High School Sweethearts, married with 3 X kids, told me she's a lesbia

My life has been turned upside down the last few days

My wife told me a few days ago that she has come to realise, that she is not attracted to me, not any other man (has not been for quite some time) and she is attracted to women.

She loves me, I know that she does, but she is not in love with me.

We had a break about 15 years ago, because she cheated on me, and during this break, she had hooked up with a girl.

In the time since, I've often 'joked' that she was Bi - I have always known she liked girls, but just accepted it.

My wife also was sexually abused as a child (she had a terrible childhood) and we both refer to our meeting in high school as me 'saving her' from that environment.

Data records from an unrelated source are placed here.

PR #2923, opened 2020-04-01
Fix regression in the case with_priority and rfc5424

ganmacs:
Fixes https://github.com/treasure-data/omnibus-td-agent/issues/245

Convert string to integer of pri in syslog parser.

**Docs Changes**:

no need

**Release Note**: 

same as the title.

### DIFF
--- a/lib/fluent/plugin/parser_syslog.rb
+++ b/lib/fluent/plugin/parser_syslog.rb
@@ -175,7 +175,7 @@ module Fluent
 
         if @with_priority
           if (m = RFC5424_PRI_REGEXP.match(text))
-            record['pri'] = m['pri']
+            record['pri'] = m['pri'].to_i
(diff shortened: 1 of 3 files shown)


repeatedly:
Could you add `pri` check here: https://github.com/fluent/fluentd/blob/297696b486a31b6571345fd03fe11ac6f0b3aefc/test/plugin/test_parser_syslog.rb#L453
rfc3164 case checks it: https://github.com/fluent/fluentd/blob/297696b486a31b6571345fd03fe11ac6f0b3aefc/test/plugin/test_parser_syslog.rb#L438

ganmacs:
https://github.com/fluent/fluentd/pull/2923/commits/167eb7c4ef82ef8336b8401b0c65d8663744b002 fixed

PR #2930, opened 2020-04-03
Allow cert chains in client auth

ganmacs:
ref: https://github.com/fluent/fluentd/issues/2699
follow up: https://github.com/fluent/fluentd/pull/2700

**Docs Changes**:

no need

**Release Note**:


aggarwalShivani:
Hi @repeatedly , @cosmo0920 

Will this fix be applicable to communication between fluentd and opensearch using [fluent-plugin-opensearch](https://github.com/fluent/fluent-plugin-opensearch) , when client-cert validation is enabled on the server (Opensearch) side?


The client (fluentd) certificate is a chained cert - like CN=fluentd, signed by CN=intermediate signed by CN=rootca. 
If I pass CN=fluentd and CN=intermediate as the client_cert, shouldn't fluentd send both the certs in the request and not just CN=fluentd?
Is there any additional config required to enable this extra_chain_cert?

I think I bring her comfort, security and safety, which was lacking for her childhood. Over the last couple of days, she has given me more detail about the abuses she experienced, and quite frankly, is amazing she is still here.

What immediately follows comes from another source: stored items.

PR #2937, opened 2020-04-08
log: Add ignore_repeated_log_interval parameter

repeatedly:

No issue

Specify interval to ignore repeated log/stacktrace messages.

Under high loaded environment, output destination sometimes becomes unstable and it causes lots of logs with same message. This parameter mitigates such situation.

**Docs Changes**:
Add `ignore_repeated_log_interval` to system config.

**Release Note**: 
Same as title.

### DIFF
--- a/lib/fluent/log.rb
+++ b/lib/fluent/log.rb
@@ -509,7 +509,7 @@ module Fluent
 
       if @ignore_repeated_log_interval
         if ignore_repeated_log?(:last_repeated_log, time, message)
-          return nil
+          return nil, nil
         else
           Thread.current[:last_repeated_log] = CachedLog.new(message, time)
         end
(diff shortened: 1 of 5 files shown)


test/test_log.rb
```diff
@@ -367,6 +367,52 @@ def test_different_log_level
...
 
+  sub_test_case "ignore_repeated_log_interval" do
+    def test_same_message
+      message = "This is test"
+      logger = ServerEngine::DaemonLogger.new(@log_device, {log_level: ServerEngine::DaemonLogger::INFO})
+      log = Fluent::Log.new(logger, {ignore_repeated_log_interval: 5})
+
+      log.error message
+      10.times { |i|
+        Timecop.return
```
ganmacs, line 378: Does it need?

lib/fluent/log.rb
```diff
@@ -479,6 +507,14 @@ def event(level, args)
         end
       }
 
+      if @ignore_repeated_log_interval
+        if ignore_repeated_log?(:last_repeated_log, time, message)
+          return nil
```
ganmacs, line 512: nits
```suggestion
          return nil, nil
```

PR #2942, opened 2020-04-09
Fix a bug in in_syslog octet-counting mode

ganmacs:
Follow up https://github.com/fluent/fluentd/pull/2771

no need

**Docs Changes**:

no need

**Release Note**: 

same as title.


repeatedly:
No need to add test for `\n`?

ganmacs:
> No need to add test for \n?

I think so. For my understanding, this bug is off-by-one counting issue and is fixed in https://github.com/fluent/fluentd/pull/2942/commits/affd42ba34142de823aa677621b0f34c65559d63
So it's not related to `\n`.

I've spent the last few days, disappointed in myself for not seeing all the signs;

She never initiated sex. Ever. She has told me now that she loves me kissing her and touching her, but the actual sex she finds uncomfortable and has been for a long time.

When I would ask her after, "was that nice" or "did you like they" she would only ever agree with what I said.

She has never reached out to touch me

She has never sent me a cheeky text

She has never commented on my appearance or body

She would often pretend she was tired, or worse still, that she was asleep when I would try to initiate sex.

Its so hard... She is my princess. My dream girl. My forever person. I look at old pictures, and they seem fake or staged now. My kids want and need to be with their mum, but I'm upset I have to give up time with them.

I said to her, they after the initial shock or sadness is I've, it must be exciting to think about connecting with a girl. She has effectively been living a lie all of this time. But I don't want to go and find someone or meet someone.

I do wonder what it must be like to feel wanted, ity feel lusted after, but I don't know if I will ever trust someone or have the confidence, let alone know where to start.

Its been great to find this forum. And even just to write this out. I don't want to tell my family yet and I have no one to talk to. She has lesbian friends and close friend she has been talking to, but this is new information to me and I don't have anyone to talk to.

Thanks for reading. I'll keep scrolling through the forum to get and make some sense of this. Thanks.